# Samsoe im Oktober



## Gernod (15. September 2009)

Hallo,
ich war die letzten Jahre im Herbst meist für eine Woche auf Langeland. Jetzt will ich mal was neues ausprobieren und habe mir Samsoe für Mitte Oktober ausgesucht. Allerdings steht da in einem dänischen Angelführer, dass Samsoe in den "Wintermonaten" für Mefo nicht taugt (wg hohem Salzgehalt). Frage an die Mefo-Spezialisten: Ist Oktober ein Wintermonat? Wie sind die Chancen auf Samsoe im Oktober? Oder doch wieder Langeland? Bin dankbar für alle Infos.
Gernod


----------



## xfishbonex (15. September 2009)

*AW: Samsoe im Oktober*

hallo geh mal auf die seite von bernd ziesche :g und dann geh mal auf reiseberichte |supergri da wirst du dicke augen bekommen das sag ich dir 
der fischt sehr oft aus samsö #hlg andre 

http://www.first-cast.de/Textdateien/ErlebnisberichtSamsoe2009.html 

gucks du hier :g


----------



## Ullov Löns (15. September 2009)

*AW: Samsoe im Oktober*

Hi Gernod,

Oktober und Samsoe, dass passt schon gut zusammen. Im Oktober ist dort noch lange nicht Winter. Im Allgemeinen setzt die Frühjahrsfischerei so hoch im Norden etwas später ein und hört im Herbst etwas früher auf. Bei sehr kalten Temperaturen ziehen sich vor allem die Grönländerschwärme in Süß- oder Brackwasserbereiche zurück, aber im Oktober wird das Wasser noch reichlich warm sein. Ich bin dann nicht allzu weit weg von Samsoe und freue mich aufs Trutten ärgern.

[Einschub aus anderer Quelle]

Issue #11346, opened 2023-11-08
Retest and automate complicated Windows VFS tests


HanaGemela:
Repeat the manual tests with proper file structure

Tests with large complicated file structures need to be prioritised for automation.

https://owncloud.testrail.io/index.php?/tests/view/5026

Actions needed

- [x] retest all the test cases manually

Samsoe ist eine supertolle Insel. Ich würde dir auf der Nordinsel die Westseite ans Herz legen und dir raten durchaus mal ein paar Meter am Strand entlang zu machen, denn es lassen sich dort ein paar schöne und fischige Riffe finden. Wenn der Wind nicht allzu stark auf der Südspitze steht, dann läßt es sich auch dort supergut angeln.

Samsoe ist ein Kleinod. Die Insel ist zwar nicht allzu groß, aber besonders der Nordteil landschaftlich eine Offenbarung. Das Klima ist milde, sodass auf der Insel Zucchini, Kürbisse und andere eher südlich zu erwartende Pflanzen gedeihen. 

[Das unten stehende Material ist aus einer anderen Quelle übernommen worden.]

PR #11463, opened 2024-01-05
Fix sizeliteral naming

TheOneRing:


src/common/filesystembase.h
```diff
@@ -187,24 +187,42 @@ namespace FileSystem {
...
 
-        constexpr unsigned long long operator"" _kb(unsigned long long sz)
+        constexpr unsigned long long operator"" _KiB(unsigned long long sz)
+        {
+            return operator"" _B(sz) * BinaryBase;
+        }
+
+        constexpr unsigned long long operator"" _MiB(unsigned long long sz)
+        {
+            return operator"" _KiB(sz) * BinaryBase;
```
fmoc, line 205: `kilo` prefix is usually lowercase (as the only exception in the >1 prefixes), so this should be `kiB`. Same goes for `kB`.

fmoc (changes requested):

src/common/filesystembase.h
TheOneRing: True for kB but not for KiB https://en.wikipedia.org/wiki/Byte#Multiple-byte_units

fmoc (approved):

Wenn man teilweise um eine Kurve kommt, um dann vor blauem Meer und Himmel eine Garnison orangener und gelber Kürbisse auf weitem Feld zu sehen, das hat fast was surrealistisches.

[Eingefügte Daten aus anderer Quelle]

Issue #11412, opened 2023-11-30
Another unreadable error message


erikjv:
After fixing issue #11243 , we found three more places with styled error messages. Two are in legacy dialogs (and accidentally are actually readable), but the third is a problem. This is in the `folderwizardtargetpage.ui`:

<img width="503" alt="Screenshot 2023-11-30 at 18 12 09" src="https://github.com/owncloud/client/assets/151956/f01f529a-ac9e-4fc7-acbd-bf93f2a9e3e4">

It is the selected label which reads "Placeholder text", a white text on a yellow background.

One way to fix this is to do the same as in the log browser UI:

<img width="588" alt="Screenshot 2023-11-30 at 18 09 13" src="https://github.com/owncloud/client/assets/151956/4cb509cb-3a17-4127-851a-0a60d5916b29">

Kurz gesagt, ich würde hinfahren.


----------



## Gernod (15. September 2009)

*AW: Samsoe im Oktober*

Hallo,
danke schon mal für die Antworten - das ging ja super schnell. Meine Bedenken sind damit eigentlich schon zerstreut. Ich bin vors. vom 17.-24. Okt auf Samsoe. Da ich mit Familie fahre, ist Fischen nur morgens und abends erlaubt (am liebsten mit Fliege). Vielleicht ist ja noch jemand zu der Zeit dort und hat Lust mal gemeinsam zu fischen.
Noch mal besten Dank für die schnellen Antworten.
Gernod


----------



## makreele (16. September 2009)

*AW: Samsoe im Oktober*

Hallo,
falls Du noch nicht kennst:
http://www.angling-eastjutland.dk/d/frame-34.htm
Ich fahre selber gerne nach Djursland.
Gruß, Makreele


----------



## KHof (18. September 2009)

*AW: Samsoe im Oktober*

Hallo!

Ich war im Dezember dort fischen - trotz den Aussagen im Netz...
Grönländer gabs reichlich, große auch einige. Wir hatten keine Massenfänge aber auch keine Langeweile. Solange die Wassertemperatur noch über ca. 6 Grad ist reagiert kein Fisch mit Abwanderung, erst bei sehr kaltem Wasser wird es dort schwer.

Wie Uli schon schreibt, geh in den Nordteil. Die Landschaft dort ist toll. Allerdings musst du schon gut zu Fuß sein, die Wege sind weit. Wir fanden die Fisch übrigens häufiger über Sand als über Riffen.
Uns begegnete innerhalb von 7 Angeltagen einmal ein einzelner Angler, direkt an einem Einlauf. Insofern ist die Berichterstattung im Netz einfach Klasse!

Klaus


----------



## phil-sell (21. September 2009)

*AW: Samsoe im Oktober*

Moin Gernod,

werde vom 1-10. Okt. auf der Insel sein. Gefischt wird jeden Tag morgens 2 Std. und am Abend 2 Std.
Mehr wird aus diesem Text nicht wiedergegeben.